[Stored data]
PR #13519, opened 2024-01-02
net: lib: nrf_cloud_pgps: Fix bug in prediction set update

tokangas:
Fixed a bug which caused the prediction set update to fail. The failure happened when all downloaded predictions could not be written to flash sequentially.

NCSDK-25224

### DIFF
--- a/doc/nrf/releases_and_maturity/releases/release-notes-changelog.rst
+++ b/doc/nrf/releases_and_maturity/releases/release-notes-changelog.rst
@@ -671,6 +671,10 @@ Libraries for networking
     * The :c:func:`nrf_cloud_obj_object_add` function to reset the added object on success.
     * Custom shadow data is now passed to the application during shadow update events.
 
+* :ref:`lib_nrf_cloud_pgps` library:
+
+  * Fixed a bug in prediction set update when the :kconfig:option:`CONFIG_NRF_CLOUD_PGPS_REPLACEMENT_THRESHOLD` Kconfig option was set to non-zero value.
+
 * :ref:`lib_nrf_provisioning` library:
 
   * Renamed nRF Device provisioning to :ref:`lib_nrf_provisioning`.
--- a/subsys/net/lib/nrf_cloud/src/nrf_cloud_pgps.c
+++ b/subsys/net/lib/nrf_cloud/src/nrf_cloud_pgps.c
@@ -78,7 +78,7 @@ struct pgps_index {
 	uint8_t cur_pnum;
 	bool partial_request;
 	bool stale_server_data;
-	uint32_t storage_extent;
+	int32_t storage_extent;
 	int store_block;
 
 	/* Array of memory offsets to predictions, in sorted time order.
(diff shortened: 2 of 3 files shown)


tokangas:
I also added a couple of error checks. Previously, the library continued to the end of the download as if nothing had happened, because the error from `store_prediction()` was ignored.

doc/nrf/releases_and_maturity/releases/release-notes-changelog.rst
```diff
@@ -645,6 +645,10 @@ Libraries for networking
     * The :c:func:`nrf_cloud_obj_object_add` function to reset the added object on success.
     * Custom shadow data is now passed to the application during shadow update events.
 
+* :ref:`lib_nrf_cloud_pgps` library:
+
+  * Fixed a bug in prediction set update when :kconfig:option:`CONFIG_NRF_CLOUD_PGPS_REPLACEMENT_THRESHOLD` Kconfig option was set to non-zero value.
```
peknis, line 650:
```suggestion
  * Fixed a bug in prediction set update when the :kconfig:option:`CONFIG_NRF_CLOUD_PGPS_REPLACEMENT_THRESHOLD` Kconfig option was set to non-zero value.
```

peknis (approved):
Approved with a minor nit.

subsys/net/lib/nrf_cloud/src/nrf_cloud_pgps.c
```diff
@@ -1557,6 +1561,10 @@ static int consume_pgps_data(uint8_t pnum, const char *buf, size_t buf_len)
 					LOG_ERR("Error opening storage again:%d", err);
 					goto fail;
 				}
+			} else if (index.storage_extent < 0) {
+				LOG_ERR("Unexpected storage extent");
```
jayteemo, line 1565:
```suggestion
				LOG_ERR("Unexpected storage extent:%d", index.storage_extent);
```

subsys/net/lib/nrf_cloud/src/nrf_cloud_pgps_utils.c
```diff
@@ -328,16 +328,21 @@ void npgps_free_block(int block)
...
 	int i;
 	int len = 0;
+	int current_block = store_block;
 
 	for (i = 0; i < num_blocks; i++) {
-		if (pool.block_used[block]) {
+		/* The first block has already been allocated for storage, so the usage check
+		 * is skipped.
+		 */
+		if (current_block != store_block &&
```
jayteemo, line 341:
```suggestion
		if ((current_block != store_block) &&
```

jayteemo (approved):

glarsennordic (approved):

tokangas:
We did a test run with the fix and `npgps_get_block_extent()` still didn't return the correct number of blocks in all cases. I rewrote the function how I think it should work. It should not wrap-around, but calculate the number of blocks that can be written before the flash storage needs to be re-opened from the beginning of the flash area.

I'll be on vacation until 17th of January. @plskeggs, please remove the DNM label if the fix is fine.

plskeggs (approved):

Goal of the exercise> Once you have read the entries above, copy them out exactly as they were given.

Task response>
PR #13519, opened 2024-01-02
net: lib: nrf_cloud_pgps: Fix bug in prediction set update

tokangas:
Fixed a bug which caused the prediction set update to fail. The failure happened when all downloaded predictions could not be written to flash sequentially.

NCSDK-25224

### DIFF
--- a/doc/nrf/releases_and_maturity/releases/release-notes-changelog.rst
+++ b/doc/nrf/releases_and_maturity/releases/release-notes-changelog.rst
@@ -671,6 +671,10 @@ Libraries for networking
     * The :c:func:`nrf_cloud_obj_object_add` function to reset the added object on success.
     * Custom shadow data is now passed to the application during shadow update events.
 
+* :ref:`lib_nrf_cloud_pgps` library:
+
+  * Fixed a bug in prediction set update when the :kconfig:option:`CONFIG_NRF_CLOUD_PGPS_REPLACEMENT_THRESHOLD` Kconfig option was set to non-zero value.
+
 * :ref:`lib_nrf_provisioning` library:
 
   * Renamed nRF Device provisioning to :ref:`lib_nrf_provisioning`.
--- a/subsys/net/lib/nrf_cloud/src/nrf_cloud_pgps.c
+++ b/subsys/net/lib/nrf_cloud/src/nrf_cloud_pgps.c
@@ -78,7 +78,7 @@ struct pgps_index {
 	uint8_t cur_pnum;
 	bool partial_request;
 	bool stale_server_data;
-	uint32_t storage_extent;
+	int32_t storage_extent;
 	int store_block;
 
 	/* Array of memory offsets to predictions, in sorted time order.
(diff shortened: 2 of 3 files shown)


tokangas:
I also added a couple of error checks. Previously, the library continued to the end of the download as if nothing had happened, because the error from `store_prediction()` was ignored.

doc/nrf/releases_and_maturity/releases/release-notes-changelog.rst
```diff
@@ -645,6 +645,10 @@ Libraries for networking
     * The :c:func:`nrf_cloud_obj_object_add` function to reset the added object on success.
     * Custom shadow data is now passed to the application during shadow update events.
 
+* :ref:`lib_nrf_cloud_pgps` library:
+
+  * Fixed a bug in prediction set update when :kconfig:option:`CONFIG_NRF_CLOUD_PGPS_REPLACEMENT_THRESHOLD` Kconfig option was set to non-zero value.
```
peknis, line 650:
```suggestion
  * Fixed a bug in prediction set update when the :kconfig:option:`CONFIG_NRF_CLOUD_PGPS_REPLACEMENT_THRESHOLD` Kconfig option was set to non-zero value.
```

peknis (approved):
Approved with a minor nit.

subsys/net/lib/nrf_cloud/src/nrf_cloud_pgps.c
```diff
@@ -1557,6 +1561,10 @@ static int consume_pgps_data(uint8_t pnum, const char *buf, size_t buf_len)
 					LOG_ERR("Error opening storage again:%d", err);
 					goto fail;
 				}
+			} else if (index.storage_extent < 0) {
+				LOG_ERR("Unexpected storage extent");
```
jayteemo, line 1565:
```suggestion
				LOG_ERR("Unexpected storage extent:%d", index.storage_extent);
```

subsys/net/lib/nrf_cloud/src/nrf_cloud_pgps_utils.c
```diff
@@ -328,16 +328,21 @@ void npgps_free_block(int block)
...
 	int i;
 	int len = 0;
+	int current_block = store_block;
 
 	for (i = 0; i < num_blocks; i++) {
-		if (pool.block_used[block]) {
+		/* The first block has already been allocated for storage, so the usage check
+		 * is skipped.
+		 */
+		if (current_block != store_block &&
```
jayteemo, line 341:
```suggestion
		if ((current_block != store_block) &&
```

jayteemo (approved):

glarsennordic (approved):

tokangas:
We did a test run with the fix and `npgps_get_block_extent()` still didn't return the correct number of blocks in all cases. I rewrote the function how I think it should work. It should not wrap-around, but calculate the number of blocks that can be written before the flash storage needs to be re-opened from the beginning of the flash area.

I'll be on vacation until 17th of January. @plskeggs, please remove the DNM label if the fix is fine.

plskeggs (approved):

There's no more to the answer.